Using compute shaders to convert RGB to RGBA vk/vsg::Image

[Robert Osfield]

Hi All,

One of the constraints you have to accomodate when working with Vulkan is that you have create RGB vkImage/vsg::Image on the GPU, you can only create R, RG and RGBA vKImage. It's possible that this constant is relaxed on some hardware, but for the NVidia cards I've been using thus far, it's part of life when using Vulkan.

To avoid problems you have to convert RGB images to RGBA before copying the data to the vkImage on the GPU.  This conversion can be done in the image loader, or by the VulkanSceneGraph when it uploads the image data to the staging buffer before finally copying to the vkImage on the GPU.  This conveniently hides the complexity of conversion, allowing you to use use RGB data on the CPU, but it doesn't hide the cost of conversion - it's a relatively expensive CPU operation due to memory bandwidth cost of reading/writing.

For one of operations like loading an RGB image and then uploading to RGBA vkImage on loading the cost is negligible but for tasks where you have stream of RGB data, such as from a camera or video stream, that you need to render as texture then you pay the conversion penalty on every copy to the GPU.  The topic of this email is one technique for avoiding this penalty by using a compute shader that takes the RGB data and converts to RGBA then writes to the vkImage.

The vsgExample project already had a vsgdynamictexture example that updates a vsg::vec3Array2D on the CPU and then copies this to the GPU using a vsg::CopyAndReleaseImage command, so I used this as a base and created a new compute shader version, vsgyndnanictexture_cs:

   https://github.com/vsg-dev/vsgExamples/blob/master/examples/state/vsgdynamictexture_cs/vsgdynamictexture_cs.cpp

The compute shader that does the conversion is:

    https://github.com/vsg-dev/vsgExamples/blob/master/data/shaders/RGBtoRGBA.comp

The vsgdynanictextyre_cs.cpp  s 82 lines longer than the original vsgdynanictextyre.cpp, and the compute shader is 30 lines long, so it's requires more set up work than just letting the VSG handling the RGB->RGBA conversion under the hood for you, the benefit is:

  

   vsgdynamictexture : 1730fps

   vsgdynamictexture_cs :  3340fps

So nearly twice as fast, the framerate stats are also far more stable in the compute shader case, sometimes the non compute shader example records as little as 1200fps in some runs, suggestion that CPU contention can be a real issue with the CPU conversion.
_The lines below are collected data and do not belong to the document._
PR #889, opened 2020-10-09
Fixes #888

### LINKED ISSUE #888: Java multiprject workspaces build fail prompt
When debugging in a workspace with multiple Java projects some may not be building at the moment and so the build will fails.
This triggers a prompt each time you try to debug your project even if it is building correctly.
Until now a configuration flag as been added to disable the build process to this case but if you still want to have your project built you cannot use it.

A better solution would be to add a configuration flag to allow building and proceeding with the debug session even if the build fails.

##### Steps To Reproduce
1. Create workspace
2. Add two Java projects
3. Make one project buildable
4. Make another project un-buildable (introduce a syntax error)
5. Try to debug the buildable project

##### Current Result
Prompts for build failure with following options: "Proceed","Fix...","Cancel"
If "Proceed" selected - allows debugging.

##### Expected Result
If a configuration flag exists with value "Proceed" allow proceeding with debug session.

srfrnk:
Add a configuration value `onBuildFailure` to override the prompt with any of the existing values: `Proceed`, `Fix...`, `Cancel`


package.json
```diff
@@ -636,6 +636,20 @@
           "description": "%java.debugger.configuration.forceBuildBeforeLaunch%",
           "default": true
         },
+        "java.debug.settings.onBuildFailure": {
+          "type": "string",
+          "enum": [
+            "Proceed",
+            "Fix...",
+            "Cancel"
```
testforstephen, line 644: When build fails, pop up `Fix` or `Cancel` silently is not a good behavior. I would suggest the values to be [`askUser`, `proceed`]. Defaults to `askUser` to show current behavior.

Configuration.md
```diff
@@ -1,149 +1,167 @@
...
-* [Modify the settings.json (User Setting)](#modify-the-settingsjson-user-setting)
-  * java.debug.settings.console
-  * java.debug.settings.forceBuildBeforeLaunch
-  * java.debug.settings.hotCodeReplace
-  * java.debug.settings.enableRunDebugCodeLens
-* [FAQ](#faq)
-
-
-The debugger provides two kinds of configuration: *launch.json* and *settings.json* (User Settings), see the [README](https://github.com/Microsoft/vscode-java-debug#options) for the supported configuration list. launch.json is used to control the configuration per debug session, and the user setting is shared by the whole workspace or VS Code.
+
```
testforstephen, line 4: Did you change anything in this file?

package.json
srfrnk: Thx for the suggestion. I actually used "no value" as the indicator for "asking the user". So my implementation right now defaults to the current behaviour if you don't use this settings. Only if you do set this in your config will it override current behavior with the option from the settings... is that not better than having an explicit "do not override" setting?

Configuration.md
srfrnk: I did - added the documentation for the new config setting. I guess auto formatting messed the compare.

srfrnk: e.g. 

line 27:
```md
    -   java.debug.settings.onBuildFailure
```

and...

line 374:
```md
-   `java.debug.settings.onBuildFailure` - Sometimes you may be bothered with the message _"Build failed, do you want to continue?"_, you could use this setting to suppress the message with a specific selection.
```

package.json
testforstephen: You're using null to implicitly indicate something, that's not intuitive. Why not to add it to the enum directly? If you follow the VS Code settings, adding all possible values to the enum is best practice.

Also, please remove `Fix...` and `Cancel` from the settings. When i click debugging, pop up a `Fix` dropdown suddenly or cancel my operation silently is weird.

Configuration.md
testforstephen: The PR should keep the minimum changes. It's better to keep the original formatter, and just add your changes.

srfrnk: done

package.json
srfrnk: I don't agree. I think it's shortsighted to limit the already available options. If someone for some reason explicitly wants to pop the "Fix..." UI automatically I don't think it should be limited just because it might look "weird" at this point. But I'll just go ahead and change this to move this forward.

Configuration.md
```diff
@@ -329,27 +330,29 @@ In some cases, you may want to start your program with the external builder and
...
+  - `manual` - Click the toolbar to apply the changes.
   ![hcr](https://user-images.githubusercontent.com/14052197/67256313-f5697600-f4b8-11e9-9db6-54540b6350ad.png)
   - `auto` - Automatically apply the changes after saved.
   - `never` - Never apply the changes.
 
 - `java.debug.settings.enableRunDebugCodeLens` - Enable the code lens provider for the *Run* and *Debug* buttons over main entry points, defaults to `true`.
-  - `true` - Show the code lens.  
+  - `true` - Show the code lens.
   ![codelens](https://user-images.githubusercontent.com/14052197/67256585-83922c00-f4ba-11e9-883f-2b3de3db2dfa.png)
-  - `false` - Show the Run/Debug link in the hover.
```
testforstephen, line 341: Again, please keep the tailing 2 spaces, which is used for newline.

srfrnk: All formatting adjusted to minimal changes.

testforstephen (approved):

testforstephen:
@srfrnk thanks for the contribution.

srfrnk:
thanks @testforstephen. will be waiting for the version distro!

As another test, I added an --rgba option to vsgdynamictexture to allow you to select the use of a vsg::vec4Array2D rather than vsg::vec3Array2D and performance goes up from 1730fps to 3115fps, coming very close the compute shader case.  The use of vec4 avoids the conversion from vec3 to vec4 step, so despite requiring 1/3 more memory in the source array is much faster.

All the required changes are checked into VulkanSceneGraph and vsgExamples master.

The new vsgdynamictexture_cs example is our first example where the compute shader is populating data that is directly used by graphics shaders within the same frame, so is the forerunner of doing much more complex compute/graphics integration down the line.

Cheers,

Robert.

[Robert Osfield]

I have just done a refinement of vsg::Buffer allocation in the new vsgdynamictexture_cs example so that it uses VK_MEMORY_PROPERTY_DEVICE_LOCAL_BIT rather than the VK_MEMORY_PROPERTY_HOST_VISIBLE_BIT | VK_MEMORY_PROPERTY_HOST_COHERENT_BIT it was using before and see a further improvement in performance, that varies across the three GPUs on my system.  My motherboard shares the PCIExpress so I'm only seeing 8x, 4x and 8x for my 2060, 1650 and 1650 respectively.

The performance I get are:

                2060 (8x)    1650 (4x)  1650 (8x)

HOST_VISIBLE    3379fps      699fps     2400fps

DEVICE_LOCAL    3608fps      1287fps    3483fps

The PCIExpress bottleneck is so clear with my middle card stuck on 4x PCIExpress, almost double the performance with just changing one flag!